*Exercise requirements*
The required output is all lines below that contain the word "users".

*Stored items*
☆ ☆ ☆ ☆

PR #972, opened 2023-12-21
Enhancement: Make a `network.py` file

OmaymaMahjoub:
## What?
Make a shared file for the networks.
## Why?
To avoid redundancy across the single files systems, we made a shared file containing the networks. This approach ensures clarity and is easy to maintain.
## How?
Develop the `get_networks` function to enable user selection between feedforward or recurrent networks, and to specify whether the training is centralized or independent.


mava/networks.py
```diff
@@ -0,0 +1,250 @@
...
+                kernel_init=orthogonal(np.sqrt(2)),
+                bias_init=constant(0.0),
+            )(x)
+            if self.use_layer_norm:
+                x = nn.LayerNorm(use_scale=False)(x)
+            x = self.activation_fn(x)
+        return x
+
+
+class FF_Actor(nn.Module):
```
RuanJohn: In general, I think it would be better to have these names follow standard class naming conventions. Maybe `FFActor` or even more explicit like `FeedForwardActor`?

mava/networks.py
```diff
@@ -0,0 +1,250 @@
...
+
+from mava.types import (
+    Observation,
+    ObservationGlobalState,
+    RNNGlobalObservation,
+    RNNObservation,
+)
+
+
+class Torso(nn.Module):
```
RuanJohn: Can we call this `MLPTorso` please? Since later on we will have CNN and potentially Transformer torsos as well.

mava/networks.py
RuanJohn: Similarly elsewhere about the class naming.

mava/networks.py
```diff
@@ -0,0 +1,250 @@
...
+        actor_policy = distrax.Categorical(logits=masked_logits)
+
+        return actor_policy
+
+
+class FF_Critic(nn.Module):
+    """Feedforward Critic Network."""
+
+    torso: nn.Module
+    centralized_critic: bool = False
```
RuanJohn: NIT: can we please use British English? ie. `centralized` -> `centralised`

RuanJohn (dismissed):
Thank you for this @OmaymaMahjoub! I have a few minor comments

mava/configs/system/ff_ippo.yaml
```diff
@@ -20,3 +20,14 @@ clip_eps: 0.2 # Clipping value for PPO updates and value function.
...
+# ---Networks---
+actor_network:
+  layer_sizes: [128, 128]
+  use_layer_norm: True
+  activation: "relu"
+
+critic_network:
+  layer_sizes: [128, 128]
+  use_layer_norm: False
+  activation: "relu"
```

☆ ☆ ☆ ☆

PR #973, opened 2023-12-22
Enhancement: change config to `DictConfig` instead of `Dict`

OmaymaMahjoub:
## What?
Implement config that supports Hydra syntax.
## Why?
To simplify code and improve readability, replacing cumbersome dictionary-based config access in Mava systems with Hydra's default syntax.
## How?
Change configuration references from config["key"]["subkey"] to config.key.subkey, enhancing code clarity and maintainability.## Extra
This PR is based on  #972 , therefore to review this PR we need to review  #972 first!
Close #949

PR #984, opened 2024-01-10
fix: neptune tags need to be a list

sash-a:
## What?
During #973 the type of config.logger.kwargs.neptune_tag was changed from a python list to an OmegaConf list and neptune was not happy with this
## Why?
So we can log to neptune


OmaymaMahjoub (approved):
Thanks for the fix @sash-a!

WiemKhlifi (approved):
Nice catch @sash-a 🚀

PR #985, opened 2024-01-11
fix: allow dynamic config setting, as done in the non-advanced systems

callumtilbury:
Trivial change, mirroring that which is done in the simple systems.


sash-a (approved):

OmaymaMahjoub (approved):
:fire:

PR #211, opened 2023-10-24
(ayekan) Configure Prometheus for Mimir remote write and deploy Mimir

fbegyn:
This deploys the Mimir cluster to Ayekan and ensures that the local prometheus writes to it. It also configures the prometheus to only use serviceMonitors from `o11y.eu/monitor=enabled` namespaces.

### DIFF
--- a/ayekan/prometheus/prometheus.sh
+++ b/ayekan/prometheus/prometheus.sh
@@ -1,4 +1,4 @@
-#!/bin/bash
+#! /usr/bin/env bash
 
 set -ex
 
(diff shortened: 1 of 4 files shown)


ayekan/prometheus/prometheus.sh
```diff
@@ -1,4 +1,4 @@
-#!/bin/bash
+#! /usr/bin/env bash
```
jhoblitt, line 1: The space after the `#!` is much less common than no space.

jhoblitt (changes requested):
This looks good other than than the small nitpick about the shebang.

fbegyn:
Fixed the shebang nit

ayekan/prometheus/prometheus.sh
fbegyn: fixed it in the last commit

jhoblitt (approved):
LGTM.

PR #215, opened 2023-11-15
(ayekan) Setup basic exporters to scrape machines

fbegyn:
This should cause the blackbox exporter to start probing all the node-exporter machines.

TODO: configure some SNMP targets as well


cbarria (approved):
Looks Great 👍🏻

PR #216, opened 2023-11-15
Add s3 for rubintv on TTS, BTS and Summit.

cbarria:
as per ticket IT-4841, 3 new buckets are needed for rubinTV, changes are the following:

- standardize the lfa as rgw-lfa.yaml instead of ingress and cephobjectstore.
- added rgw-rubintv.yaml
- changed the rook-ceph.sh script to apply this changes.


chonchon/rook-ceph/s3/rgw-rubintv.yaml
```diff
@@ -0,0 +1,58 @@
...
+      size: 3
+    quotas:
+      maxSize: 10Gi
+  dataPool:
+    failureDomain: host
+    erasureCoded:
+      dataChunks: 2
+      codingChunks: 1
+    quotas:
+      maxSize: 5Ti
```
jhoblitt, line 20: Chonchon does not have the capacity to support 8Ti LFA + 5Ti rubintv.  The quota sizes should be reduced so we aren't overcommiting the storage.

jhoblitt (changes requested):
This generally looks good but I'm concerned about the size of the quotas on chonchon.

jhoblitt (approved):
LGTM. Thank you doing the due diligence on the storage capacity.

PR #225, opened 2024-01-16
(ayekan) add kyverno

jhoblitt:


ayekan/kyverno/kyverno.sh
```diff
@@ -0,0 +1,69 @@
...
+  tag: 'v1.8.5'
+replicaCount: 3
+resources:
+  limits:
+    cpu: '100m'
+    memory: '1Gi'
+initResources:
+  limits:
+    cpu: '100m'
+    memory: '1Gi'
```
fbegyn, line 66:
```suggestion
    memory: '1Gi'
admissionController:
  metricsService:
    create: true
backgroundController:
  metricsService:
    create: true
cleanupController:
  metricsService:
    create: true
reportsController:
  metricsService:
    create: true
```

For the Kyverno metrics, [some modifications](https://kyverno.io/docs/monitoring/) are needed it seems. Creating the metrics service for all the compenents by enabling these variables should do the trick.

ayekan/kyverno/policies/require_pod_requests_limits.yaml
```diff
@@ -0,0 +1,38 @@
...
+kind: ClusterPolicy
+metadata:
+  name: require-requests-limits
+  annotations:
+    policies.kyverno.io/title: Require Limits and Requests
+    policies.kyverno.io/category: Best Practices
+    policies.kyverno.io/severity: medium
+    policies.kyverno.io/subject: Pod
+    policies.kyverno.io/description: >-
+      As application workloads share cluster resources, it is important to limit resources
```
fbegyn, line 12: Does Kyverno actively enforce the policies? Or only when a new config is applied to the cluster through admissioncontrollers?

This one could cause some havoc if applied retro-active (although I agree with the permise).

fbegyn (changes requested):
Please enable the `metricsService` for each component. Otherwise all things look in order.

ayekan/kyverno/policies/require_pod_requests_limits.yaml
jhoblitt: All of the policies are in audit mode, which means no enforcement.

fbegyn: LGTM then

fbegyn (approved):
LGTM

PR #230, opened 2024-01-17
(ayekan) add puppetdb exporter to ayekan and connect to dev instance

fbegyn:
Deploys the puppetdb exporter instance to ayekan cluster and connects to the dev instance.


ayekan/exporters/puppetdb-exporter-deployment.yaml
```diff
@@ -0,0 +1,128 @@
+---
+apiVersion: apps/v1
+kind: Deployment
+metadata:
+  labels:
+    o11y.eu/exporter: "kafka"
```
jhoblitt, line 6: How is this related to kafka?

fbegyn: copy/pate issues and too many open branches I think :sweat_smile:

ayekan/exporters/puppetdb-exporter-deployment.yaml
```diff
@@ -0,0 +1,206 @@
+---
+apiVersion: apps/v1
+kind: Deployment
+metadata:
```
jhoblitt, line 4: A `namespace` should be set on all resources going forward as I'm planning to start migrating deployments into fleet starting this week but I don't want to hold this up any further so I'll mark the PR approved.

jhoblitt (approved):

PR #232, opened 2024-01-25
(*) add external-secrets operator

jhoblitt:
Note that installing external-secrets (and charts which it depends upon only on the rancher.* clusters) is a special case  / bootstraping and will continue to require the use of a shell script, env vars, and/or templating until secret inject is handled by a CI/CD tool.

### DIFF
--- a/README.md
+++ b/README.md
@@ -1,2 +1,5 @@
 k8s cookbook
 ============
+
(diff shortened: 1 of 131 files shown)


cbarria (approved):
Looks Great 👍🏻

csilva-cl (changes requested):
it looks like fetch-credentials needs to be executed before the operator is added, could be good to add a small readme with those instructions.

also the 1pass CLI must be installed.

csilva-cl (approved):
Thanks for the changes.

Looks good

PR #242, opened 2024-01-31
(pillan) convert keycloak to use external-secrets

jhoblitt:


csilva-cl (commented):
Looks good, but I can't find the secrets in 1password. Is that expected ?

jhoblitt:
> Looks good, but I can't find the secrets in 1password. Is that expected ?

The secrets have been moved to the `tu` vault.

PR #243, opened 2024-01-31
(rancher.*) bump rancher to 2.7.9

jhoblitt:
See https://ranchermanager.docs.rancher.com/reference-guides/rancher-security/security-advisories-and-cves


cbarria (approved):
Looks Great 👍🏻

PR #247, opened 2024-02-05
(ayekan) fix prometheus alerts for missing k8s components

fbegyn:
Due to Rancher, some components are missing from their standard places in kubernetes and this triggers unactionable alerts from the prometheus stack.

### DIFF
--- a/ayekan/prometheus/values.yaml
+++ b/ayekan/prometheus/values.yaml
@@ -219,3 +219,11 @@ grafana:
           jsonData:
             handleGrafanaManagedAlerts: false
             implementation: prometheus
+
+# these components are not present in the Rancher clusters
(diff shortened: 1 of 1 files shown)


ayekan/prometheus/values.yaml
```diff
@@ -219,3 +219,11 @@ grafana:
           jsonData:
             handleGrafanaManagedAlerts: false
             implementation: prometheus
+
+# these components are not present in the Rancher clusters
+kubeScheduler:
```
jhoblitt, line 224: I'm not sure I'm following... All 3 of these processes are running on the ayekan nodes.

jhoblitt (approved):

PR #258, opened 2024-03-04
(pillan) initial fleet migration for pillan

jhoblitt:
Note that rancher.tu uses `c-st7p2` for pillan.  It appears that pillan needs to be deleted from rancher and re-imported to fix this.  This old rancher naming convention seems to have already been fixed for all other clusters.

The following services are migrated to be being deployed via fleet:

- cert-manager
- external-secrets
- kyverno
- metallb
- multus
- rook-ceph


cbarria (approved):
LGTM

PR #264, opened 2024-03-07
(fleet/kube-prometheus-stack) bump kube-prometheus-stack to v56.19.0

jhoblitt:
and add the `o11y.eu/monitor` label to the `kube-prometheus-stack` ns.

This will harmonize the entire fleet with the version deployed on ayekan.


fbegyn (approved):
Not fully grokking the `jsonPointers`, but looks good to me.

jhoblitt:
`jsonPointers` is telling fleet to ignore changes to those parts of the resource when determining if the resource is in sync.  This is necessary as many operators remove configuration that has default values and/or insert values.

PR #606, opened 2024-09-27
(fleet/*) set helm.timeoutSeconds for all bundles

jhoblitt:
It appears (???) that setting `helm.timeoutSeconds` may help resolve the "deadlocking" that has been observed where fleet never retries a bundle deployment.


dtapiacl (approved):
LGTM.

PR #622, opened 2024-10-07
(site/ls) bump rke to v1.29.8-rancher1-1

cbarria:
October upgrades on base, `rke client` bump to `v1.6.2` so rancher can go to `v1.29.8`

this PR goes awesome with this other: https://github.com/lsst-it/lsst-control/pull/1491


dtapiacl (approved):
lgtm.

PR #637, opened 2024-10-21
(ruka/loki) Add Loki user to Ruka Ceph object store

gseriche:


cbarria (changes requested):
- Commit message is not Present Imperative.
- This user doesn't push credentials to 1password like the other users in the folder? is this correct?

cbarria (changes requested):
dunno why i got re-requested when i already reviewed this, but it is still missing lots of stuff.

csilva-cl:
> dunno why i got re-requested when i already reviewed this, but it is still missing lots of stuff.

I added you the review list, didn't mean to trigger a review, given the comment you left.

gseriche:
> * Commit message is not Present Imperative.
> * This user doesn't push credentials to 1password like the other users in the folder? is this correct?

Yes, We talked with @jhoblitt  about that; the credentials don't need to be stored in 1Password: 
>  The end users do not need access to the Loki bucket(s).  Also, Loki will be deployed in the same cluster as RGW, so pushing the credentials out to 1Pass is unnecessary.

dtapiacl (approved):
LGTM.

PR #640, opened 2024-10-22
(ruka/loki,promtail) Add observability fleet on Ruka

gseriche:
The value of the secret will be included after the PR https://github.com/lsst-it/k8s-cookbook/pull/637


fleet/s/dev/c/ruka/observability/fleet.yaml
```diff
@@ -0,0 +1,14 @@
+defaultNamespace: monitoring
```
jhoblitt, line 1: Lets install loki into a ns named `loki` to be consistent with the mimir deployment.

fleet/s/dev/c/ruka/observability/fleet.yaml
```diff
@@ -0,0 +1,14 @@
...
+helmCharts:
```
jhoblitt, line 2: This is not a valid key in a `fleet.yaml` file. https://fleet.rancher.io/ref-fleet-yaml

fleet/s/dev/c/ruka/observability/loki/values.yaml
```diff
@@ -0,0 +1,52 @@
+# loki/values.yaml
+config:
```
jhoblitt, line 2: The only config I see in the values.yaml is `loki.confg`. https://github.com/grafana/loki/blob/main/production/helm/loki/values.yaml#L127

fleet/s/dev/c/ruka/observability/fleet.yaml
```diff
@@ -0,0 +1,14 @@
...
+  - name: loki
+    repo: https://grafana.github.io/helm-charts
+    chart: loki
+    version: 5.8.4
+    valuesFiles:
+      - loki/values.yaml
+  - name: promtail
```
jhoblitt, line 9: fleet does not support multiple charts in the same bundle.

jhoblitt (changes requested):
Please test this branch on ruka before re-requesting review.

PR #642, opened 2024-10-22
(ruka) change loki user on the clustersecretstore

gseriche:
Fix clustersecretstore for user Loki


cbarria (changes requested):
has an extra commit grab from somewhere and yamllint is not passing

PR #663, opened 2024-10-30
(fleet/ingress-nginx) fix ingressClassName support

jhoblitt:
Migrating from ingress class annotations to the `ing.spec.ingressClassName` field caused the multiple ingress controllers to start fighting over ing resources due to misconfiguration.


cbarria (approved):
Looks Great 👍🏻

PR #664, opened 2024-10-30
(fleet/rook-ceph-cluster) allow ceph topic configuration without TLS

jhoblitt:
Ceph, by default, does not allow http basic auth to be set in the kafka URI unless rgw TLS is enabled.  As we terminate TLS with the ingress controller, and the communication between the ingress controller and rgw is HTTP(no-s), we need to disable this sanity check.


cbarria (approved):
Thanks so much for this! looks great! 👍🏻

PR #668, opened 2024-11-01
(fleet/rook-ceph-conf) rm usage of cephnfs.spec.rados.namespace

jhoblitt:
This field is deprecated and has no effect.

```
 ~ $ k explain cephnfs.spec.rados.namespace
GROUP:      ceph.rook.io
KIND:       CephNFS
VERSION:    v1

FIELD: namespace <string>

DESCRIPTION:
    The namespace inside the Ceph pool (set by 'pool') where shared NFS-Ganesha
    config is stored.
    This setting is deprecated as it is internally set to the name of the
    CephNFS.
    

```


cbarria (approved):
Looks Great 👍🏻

☆ ☆ ☆ ☆

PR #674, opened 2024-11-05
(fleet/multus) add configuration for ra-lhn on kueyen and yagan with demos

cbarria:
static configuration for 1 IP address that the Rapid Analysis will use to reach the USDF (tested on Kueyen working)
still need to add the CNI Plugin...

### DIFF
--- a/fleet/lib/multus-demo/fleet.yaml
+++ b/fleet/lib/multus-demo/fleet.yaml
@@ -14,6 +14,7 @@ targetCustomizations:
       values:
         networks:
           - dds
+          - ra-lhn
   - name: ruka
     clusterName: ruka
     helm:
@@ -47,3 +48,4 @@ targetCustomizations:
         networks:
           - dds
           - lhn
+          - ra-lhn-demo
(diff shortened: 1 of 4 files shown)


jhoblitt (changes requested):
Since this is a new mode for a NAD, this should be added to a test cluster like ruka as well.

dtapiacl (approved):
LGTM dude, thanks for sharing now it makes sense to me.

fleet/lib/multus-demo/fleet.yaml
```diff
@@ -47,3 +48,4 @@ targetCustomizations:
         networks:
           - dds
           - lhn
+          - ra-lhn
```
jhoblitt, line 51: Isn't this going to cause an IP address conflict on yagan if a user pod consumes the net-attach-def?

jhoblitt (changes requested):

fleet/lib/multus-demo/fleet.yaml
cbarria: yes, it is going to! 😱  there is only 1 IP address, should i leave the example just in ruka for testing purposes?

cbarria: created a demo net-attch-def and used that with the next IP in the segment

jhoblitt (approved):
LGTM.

☆ ☆ ☆ ☆

*Task response*
- This user doesn't push credentials to 1password like the other users in the folder? is this correct?
> * This user doesn't push credentials to 1password like the other users in the folder? is this correct?
>  The end users do not need access to the Loki bucket(s).  Also, Loki will be deployed in the same cluster as RGW, so pushing the credentials out to 1Pass is unnecessary.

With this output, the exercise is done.